» **Instructions for the task**
Below are entries; output exactly the lines from the one with "middleDir := s.graphDriverName" to the one with "- If we need", both included, and nothing else.
=-=-=-=-=
PR #1551, opened 2023-04-04
overlay: disable native idmap with mount-program

giuseppe:
never create the native idmap mount when a mount program is used.


flouthoc (approved):
LGTM

rhatdan:
LGTM

PR #1554, opened 2023-04-05
Improve AtomicFileWriter's support for Win and Mac

n1hility:
As discussed on containers/common#1397, this PR is a step towards addressing corruption issues with container and machine configuration files that can occur with an improper shutdown.

Add ExplicitCommit option to provide calling code the ability to preserve original files when an application error occurs, not just an error that occurs during writing (e.g. a marshaller failure)

Change Close() impl to safely handle redundant calls (for defer usage safety)

Introduces two flush points, one just after data is written that supports the previous code's Linux approach of using fdatasync(), and another for Mac/Win/Non-Linux Unix that needs to full flush after metadata updates are staged. 

Using this patch, common's usage for writting the container config file would look like this:

```golang

opts := &ioutils.AtomicFileWriterOptions{ExplicitCommit: true}
configFile, err := ioutils.NewAtomicFileWriterWithOpts(path, 0o644, opts)
if err != nil {
	return err
}
defer configFile.Close()

enc := toml.NewEncoder(configFile)
if err := enc.Encode(c); err != nil {
	return err
}

// If no errors commit the changes to the config file
return configFile.Commit()

```


pkg/ioutils/fswriters.go
```diff
@@ -17,6 +17,20 @@ type AtomicFileWriterOptions struct {
 	// On successful return from Close() this is set to the mtime of the
 	// newly written file.
 	ModTime time.Time
+	// Specifies whether Commit() must be explicitly called to write state
+	// to the destination. This allows an application to preserve the original
+	// file when an error occurs during processing (and not just during write)
+	// The default is false, which will auto-commit on Close
+	ExplicitCommit bool
```
vrothberg, line 24: I think I'm missing a point and wonder why `ExplicitCommit` and `Commit()` are needed.  I somehow expected changes to `Close()` only.  @n1hility, can you elaborate on that?

vrothberg (commented):
@Luap99 @giuseppe @nalind PTAL

pkg/ioutils/fswriters.go
vrothberg: Thanks, makes sense :+1:

n1hility: Great summary, I couldn't have said it better. I would have preferred to make a hard move and make this commit() approach the only option instead of a flag like in my PR, since the previous auto-commit behavior is likely to cause problems in most usage patterns. However, it would be compatibility breaking, and I wasnt sure how much usage of this API there is in the wild.

vrothberg: I think that's a great way of keeping the API stable, @n1hility.  Thanks!

rhatdan:
LGTM

PR #719, opened 2020-09-15
Devmapper fixes and cleanups

kolyshkin:
This is a port of a few upstream PRs:
 * https://github.com/moby/moby/pull/34573 devicemapper: remove container rootfs mountPath after umount
 * https://github.com/moby/moby/pull/36438 devmapper/Remove(): use Rmdir, ignore errors
 * https://github.com/moby/moby/pull/36307 devmapper cleanup improvements
 * https://github.com/moby/moby/pull/40056 devmapper: fix unit test

plus a change to use `mount.Unmount` instead of `unix.Unmount` for the sake of better errors.

The port of https://github.com/moby/moby/pull/34573 is pretty important, as it may prevent those nasty EBUSY errors. Others are in the "nice to have" category.

Please see individual commits and/or the above PRs for details.

PR #1563, opened 2023-04-10
Extend driver.ListLayers()

nalind:
* Implement ListLayers() for the aufs, btrfs, and devicemapper drivers, along with a unit test for them.
* Stop filtering out directories with names that aren't 64-hex chars the overlay and vfs ListLayers() implementations, which is more a convention than a hard rule.
* Close() a dangling ReadCloser in NaiveCreateFromTemplate.
* Have layerStore.Wipe() try to remove remaining listed layers after it removes the layers that the layerStore knew of.
* Switch from using plain defer to using t.Cleanup() to handle deleting layers that tests create, have the addManyLayers() test function do so as well.
* Remove vfs.CopyDir, which near as I can tell isn't referenced anywhere.

### DIFF
--- a/drivers/graphtest/testutil.go
+++ b/drivers/graphtest/testutil.go
@@ -13,10 +13,12 @@ import (
 	"os"
 	"path"
 	"sort"
+	"testing"
 
 	graphdriver "github.com/containers/storage/drivers"
 	"github.com/containers/storage/pkg/archive"
 	"github.com/containers/storage/pkg/stringid"
+	"github.com/stretchr/testify/require"
 )
 
 func randomContent(size int, seed int64) []byte {
@@ -282,13 +284,14 @@ func addLayerFiles(drv graphdriver.Driver, layer, parent string, i int) error {
 	return nil
 }
 
-func addManyLayers(drv graphdriver.Driver, baseLayer string, count int) (string, error) {
+func addManyLayers(t testing.TB, drv graphdriver.Driver, baseLayer string, count int) (string, error) {
 	lastLayer := baseLayer
 	for i := 1; i <= count; i++ {
 		nextLayer := stringid.GenerateRandomID()
 		if err := drv.Create(nextLayer, lastLayer, nil); err != nil {
 			return "", err
 		}
+		t.Cleanup(func() { removeLayer(t, drv, nextLayer) })
 		if err := addLayerFiles(drv, nextLayer, lastLayer, i); err != nil {
 			return "", err
 		}
@@ -350,4 +353,10 @@ func readDir(dir string) ([]os.DirEntry, error) {
 	}
 
 	return b, nil
+}
+
+// removeLayer tries to remove the layer
+func removeLayer(t testing.TB, driver graphdriver.Driver, name string) {
+	err := driver.Remove(name)
+	require.NoError(t, err)
 }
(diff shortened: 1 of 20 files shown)


rhatdan:
LGTM
@giuseppe @vrothberg @saschagrunert @umohnani8 @mtrmac @flouthoc PTAL

giuseppe:
the test failure seems related to the PR

drivers/overlay/overlay.go
```diff
@@ -1719,26 +1721,29 @@ func (d *Driver) Exists(id string) bool {
 	return err == nil
 }
 
-// List layers (not including additional image stores)
+// ListLayers(), when implemented, is used when checking for errors.
```
mtrmac, line 1724: AFAICS it is actually used for `Wipe` (only?); this comment, and similar comments in other graph drivers, seem to be a bit misleading.

mtrmac (commented):
Just a very minimal pass over the driver changes — I don’t understand the subtleties of the graph drivers, and I didn’t carefully read the graph test parts.

drivers/overlay/overlay.go
mtrmac: I’m fine with keeping it as is, then.

(Or, alternatively, just document the driver’s responsibility, and let callers use it for any purpose they can think of. That’s what the `ProtoDriver`’s interface documentation does already.)

drivers/graphtest/testutil.go
```diff
@@ -351,3 +357,14 @@ func readDir(dir string) ([]os.DirEntry, error) {
 
 	return b, nil
 }
+
+// removeLayer tries to remove the layer, retrying several times if an EBUSY
+// error is returned
+func removeLayer(t testing.TB, driver graphdriver.Driver, name string) {
+	err := driver.Remove(name)
+	for i := 100 * time.Millisecond; i <= 1000*time.Millisecond && err != nil && errors.Is(err, syscall.EBUSY); i += (100 * time.Millisecond) {
```
mtrmac, line 365: (I’m totally unfamiliar with this) BTW is it understood why retries are necessary? I’d naively expect the tests to be one of the more deterministic environments with no unexpected concurrent accessors, so what is keeping the volume busy if it’s not the tests?

Are the tests somehow triggering hard-to-cleanup concurrent goroutines/threads/processes that they don’t wait for, maybe?

mtrmac: And if it is understood, it might be worth documenting somewhere around here.

mtrmac: There’s enough mentions of `EBUSY` throughout the codebase that I totally believe that there’s _something_ (or multiple somethings) going on — I just could never find any specific description of what is actually the reason. The closest is https://github.com/containers/storage/pull/719 / https://github.com/moby/moby/pull/36438 , which also isn’t really specific (and seems to suggest that the error is a genuine external user, not something that could be successfully retried).

So I’m mostly trying to get as much of the knowledge, if any, documented and explicit.
If this is working as designed and just requires a retry for good reasons, great, let’s document that.
If we know what is not working as designed, but needs a workaround short-term, fine, let’s document that.
If the cause is unknown but we know that something is failing, oh well, documenting that would still be nice.

If we are lucky, somebody will, sometime, find and fix the cause, and then look at this kind of loop and wonder whether it can be removed — and documenting why it was added would have been helpful.

PR #1564, opened 2023-04-11
drivers: chown root mount to root in the userns

giuseppe:
chown the root mount to root in the userns so that it can be used by the container.

### DIFF
--- a/drivers/vfs/driver.go
+++ b/drivers/vfs/driver.go
@@ -304,7 +304,16 @@ func (d *Driver) SupportsShifting() bool {
 // UpdateLayerIDMap updates ID mappings in a from matching the ones specified
 // by toContainer to those specified by toHost.
 func (d *Driver) UpdateLayerIDMap(id string, toContainer, toHost *idtools.IDMappings, mountLabel string) error {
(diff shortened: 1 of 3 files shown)


rhatdan:
LGTM

flouthoc (approved):
LGTM

drivers/vfs/driver.go
```diff
@@ -304,7 +304,16 @@ func (d *Driver) SupportsShifting() bool {
...
-	return d.updater.UpdateLayerIDMap(id, toContainer, toHost, mountLabel)
+	if err := d.updater.UpdateLayerIDMap(id, toContainer, toHost, mountLabel); err != nil {
+		return err
+	}
+	dir := d.dir(id)
+	rootIDs, err := toHost.ToHost(idtools.IDPair{UID: 0, GID: 0})
+	if err != nil {
+		return err
+	}
+	return os.Chown(dir, rootIDs.UID, rootIDs.GID)
```
nalind, line 315: This is the parent of the "diff" directory, whose permissions are what we see when the filesystem is mounted.

nalind: You're right, that's my mistake - I thought this was also in the overlay driver.

PR #1568, opened 2023-04-12
Split up DeleteContainer

nalind:
When deleting a container, delete the layer first, as a distinct step, so that if we fail to do so, we don't just go ahead and remove the container record, which will prevent the caller from being able to try again.

### DIFF
--- a/store.go
+++ b/store.go
@@ -2542,63 +2542,45 @@ func (s *store) DeleteContainer(id string) error {
 			return ErrNotAContainer
 		}
 
-		errChan := make(chan error)
-		var wg sync.WaitGroup
-
+		// delete the layer first, separately, so that if we get an
+		// error while trying to do so, we don't go ahead and delete
+		// the container record that refers to it, effectively losing
+		// track of it
 		if rlstore.Exists(container.LayerID) {
-			wg.Add(1)
-			go func() {
-				errChan <- rlstore.Delete(container.LayerID)
-				wg.Done()
-			}()
+			if err := rlstore.Delete(container.LayerID); err != nil {
+				return err
+			}
 		}
-		wg.Add(1)
-		go func() {
-			errChan <- s.containerStore.Delete(id)
-			wg.Done()
-		}()
+
+		var wg multierror.Group
+		wg.Go(func() error { return s.containerStore.Delete(id) })
 
 		middleDir := s.graphDriverName + "-containers"
-		gcpath := filepath.Join(s.GraphRoot(), middleDir, container.ID)
-		wg.Add(1)
-		go func() {
-			defer wg.Done()
+
+		wg.Go(func() error {
+			gcpath := filepath.Join(s.GraphRoot(), middleDir, container.ID)
 			// attempt a simple rm -rf first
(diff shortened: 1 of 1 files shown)


rhatdan:
LGTM
@giuseppe @flouthoc @saschagrunert @vrothberg @mtrmac @umohnani8 PTAL

mtrmac (commented):
The _mechanics_ of this change LGTM. I don’t know nearly enough to review the intent/design. Feel free to just let someone else review this instead of reading the rambling below…

---

- If we need to keep track of the container’s layer, don’t we need to similarly keep track of the  two directories that are being cleaned up? What is the conceptual difference between the two?
- And from the exact opposite angle, a failure deleting the layer, or a crash in the middle of deleting the layer, will leave a container object with a dangling layer reference. Is that good enough / is there going to be another cleanup mechanism for that? Or do we need to persistently record the intent to delete the container (compare `incompleteFlag` for layers)?

IIRC container IDs are not deterministic, so leaving around a partially-deleted and unusable container might not (?) be as bad as leaving around a partially-deleted layer, and we might not need that complexity. And from a quick skim the code seems to handle a dangling `container.LayerID` well enough, at least locally within c/storage (I didn’t read the users).

So, this PR seems to be trading off one kind of broken result (a corrupt layer that can’t be deleted, and has no user) for another (a corrupt layer + container, both of which can’t be deleted). I’m fine with either outcome, it’s not obvious to me why we would strongly prefer one over the other.

Is this in context of some (CRI-O?) sync loop that manages containers and knows to retry deleting containers, but doesn’t know about layers, for example? (And if so, do we worry about it trying, and failing, infinitely?)

At the very least, making this less concurrent can only improve reliability — so I’m fine with the change as is.

Still, if there are any other concerns or trade-offs that you have considered, I’d very much like to learn.

nalind:
An untracked layer can create problems if/when we want to delete the base image sometime later, but you're right that there's no some-things-were-deleted-but-some-things-weren't state that isn't going to be a problem in some way.

mtrmac:
Thanks, that’s a good point — users ~must know about `podman ps` and `podman images`, and if that’s all that is necessary, without having to think about layers at all, to clean up after a transient failure to delete a layer, and to successfully delete the image, that’s valuable.

LGTM, then.

---

I guess I don’t have a mental model for why would layer deletion fail _trasiently_, i.e. why it would be possible to successfully retry later; AFAICS that’s the only scenario where this makes a difference. Is this targeting some specific failure scenario?

(An I/O error cured with `fsck` run in the meantime? Something in the graph driver being busy due to administrator’s Podman-unmanaged processes?)

nalind:
I might be overcorrecting from getting EBUSY while working on #1563, though that may itself have been a hallucination.

mtrmac:
Thanks, EBUSY really is an error that should, eventually, just go away and allow retries. _And_ it is much more likely to affect the graph driver than the two other directories.

mtrmac (approved):

TomSweeneyRedHat:
LGTM

vrothberg (commented):
LGTM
=-=-=-=-=
» **Completed exercise**
 		middleDir := s.graphDriverName + "-containers"
-		gcpath := filepath.Join(s.GraphRoot(), middleDir, container.ID)
-		wg.Add(1)
-		go func() {
-			defer wg.Done()
+
+		wg.Go(func() error {
+			gcpath := filepath.Join(s.GraphRoot(), middleDir, container.ID)
 			// attempt a simple rm -rf first
(diff shortened: 1 of 1 files shown)


rhatdan:
LGTM
@giuseppe @flouthoc @saschagrunert @vrothberg @mtrmac @umohnani8 PTAL

mtrmac (commented):
The _mechanics_ of this change LGTM. I don’t know nearly enough to review the intent/design. Feel free to just let someone else review this instead of reading the rambling below…

---

- If we need to keep track of the container’s layer, don’t we need to similarly keep track of the  two directories that are being cleaned up? What is the conceptual difference between the two?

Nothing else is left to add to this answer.